Owner of Two Construction Companies in Kansas Admits to Engaging in an Employment Tax Scheme

A woman from Kansas pled guilty today to wilfully not reporting and paying over payroll taxes to the IRS.
Sheryl Clanton of Bucyrus, Kansas, owned and operated McCorkendale building Inc., which specialized in the building and maintenance of subsurface infrastructure, according to court documents and allegations made in court.

Clanton oversaw the submission of quarterly employment tax forms and the payment to the Internal Revenue Service of federal income and Social Security and Medicare taxes deducted from employee earnings during his tenure as President of McCorkendale, which lasted from 2006 until 2011. Clanton owes the Internal Revenue Service almost $980,536 in employment taxes for the period beginning in the first quarter of 2010 and ending in the fourth quarter of 2011.

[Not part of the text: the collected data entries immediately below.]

PR #22, opened 2017-01-05
[FIXED JENKINS-40828] Provide a way for tests using MockSCMController to inject failures

stephenc:
See [JENKINS-40828](https://issues.jenkins-ci.org/browse/JENKINS-40828)

@reviewbybees

### DIFF
--- a/src/test/java/jenkins/scm/impl/mock/MockFailure.java
+++ b/src/test/java/jenkins/scm/impl/mock/MockFailure.java
@@ -1,0 +1,46 @@
+/*
+ * The MIT License
+ *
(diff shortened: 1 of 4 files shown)


src/test/java/jenkins/scm/impl/mock/MockFailure.java
```diff
@@ -0,0 +1,46 @@
+/*
+ * The MIT License
+ *
+ * Copyright (c) 2016 CloudBees, Inc.
```
stephenc: That code was actually written by me last year...

rsandell:
:bee:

Due to unpaid taxes and a foreclosure on the company’s mortgage, Clanton left McCorkendale in 2011 and founded McClan Construction LLC. Clanton did not remit about $1.1 million in employment taxes or file payroll tax returns between the second quarter of 2012 and the fourth quarter of 2017.

In addition to his two existing companies, in late 2011 Clanton formed a third underground construction firm called NJ Trenching LLC. Clanton failed to report and remit to the IRS on behalf of NJ Trenching almost $100,000 in employment taxes due between 2012 and 2015.

The Internal Revenue Service lost more than $2.2 million in tax revenue due to Clanton’s actions.
On December 14, Clanton will be sentenced to a maximum of five years in jail. A period of supervised release, reparations, and fines may also be imposed on her. A federal district court judge will decide on a sentence after taking into account statutory criteria and the U.S. Sentencing Guidelines.

Acting The news was announced by Stuart M. Goldberg, Deputy Assistant Attorney General of the Tax Division at the Department of Justice.
The IRS’s Criminal Investigation division is looking into the situation.
Prosecutors from the Tax Division of the Department of Justice are Robert Kemins and Dominick Giovanniello.